### AIM OF THE TASK
Word for word, restate each entry in the listing below.

### PROVIDED RECORDS
PR #310857, opened 2024-05-11
nixos/firewall: fix reverse path check failures with IPsec 

rnhmjoj:
## Description of changes

The endpoint of an IPsec tunnel receives encrypted IPsec packets that
are first decrypted and then forwarded to the intended destination.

### ANSWER TO THIS EXERCISE
PR #310857, opened 2024-05-11
nixos/firewall: fix reverse path check failures with IPsec 

rnhmjoj:
## Description of changes

The endpoint of an IPsec tunnel receives encrypted IPsec packets that
are first decrypted and then forwarded to the intended destination.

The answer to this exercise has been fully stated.